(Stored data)

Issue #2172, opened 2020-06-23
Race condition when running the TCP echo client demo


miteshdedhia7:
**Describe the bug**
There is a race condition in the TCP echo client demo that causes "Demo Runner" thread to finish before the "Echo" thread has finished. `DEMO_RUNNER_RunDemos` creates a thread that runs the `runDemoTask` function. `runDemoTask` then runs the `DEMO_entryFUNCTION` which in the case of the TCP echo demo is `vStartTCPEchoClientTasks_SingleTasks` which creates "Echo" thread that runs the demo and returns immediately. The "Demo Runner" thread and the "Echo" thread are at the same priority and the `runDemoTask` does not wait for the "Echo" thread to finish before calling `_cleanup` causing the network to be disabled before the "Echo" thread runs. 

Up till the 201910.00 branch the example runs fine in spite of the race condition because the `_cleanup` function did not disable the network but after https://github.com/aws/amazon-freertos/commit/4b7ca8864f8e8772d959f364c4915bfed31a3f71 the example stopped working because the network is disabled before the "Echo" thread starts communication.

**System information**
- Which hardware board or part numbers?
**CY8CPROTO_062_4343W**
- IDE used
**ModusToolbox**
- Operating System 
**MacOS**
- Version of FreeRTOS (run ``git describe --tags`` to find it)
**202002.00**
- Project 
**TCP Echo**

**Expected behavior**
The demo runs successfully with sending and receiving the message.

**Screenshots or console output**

§ What you need to do:
What the exercise needs is every record again, word for word.

§ Worked solution:
Issue #2172, opened 2020-06-23
Race condition when running the TCP echo client demo


miteshdedhia7:
**Describe the bug**
There is a race condition in the TCP echo client demo that causes "Demo Runner" thread to finish before the "Echo" thread has finished. `DEMO_RUNNER_RunDemos` creates a thread that runs the `runDemoTask` function. `runDemoTask` then runs the `DEMO_entryFUNCTION` which in the case of the TCP echo demo is `vStartTCPEchoClientTasks_SingleTasks` which creates "Echo" thread that runs the demo and returns immediately. The "Demo Runner" thread and the "Echo" thread are at the same priority and the `runDemoTask` does not wait for the "Echo" thread to finish before calling `_cleanup` causing the network to be disabled before the "Echo" thread runs. 

Up till the 201910.00 branch the example runs fine in spite of the race condition because the `_cleanup` function did not disable the network but after https://github.com/aws/amazon-freertos/commit/4b7ca8864f8e8772d959f364c4915bfed31a3f71 the example stopped working because the network is disabled before the "Echo" thread starts communication.

**System information**
- Which hardware board or part numbers?
**CY8CPROTO_062_4343W**
- IDE used
**ModusToolbox**
- Operating System 
**MacOS**
- Version of FreeRTOS (run ``git describe --tags`` to find it)
**202002.00**
- Project 
**TCP Echo**

**Expected behavior**
The demo runs successfully with sending and receiving the message.

**Screenshots or console output**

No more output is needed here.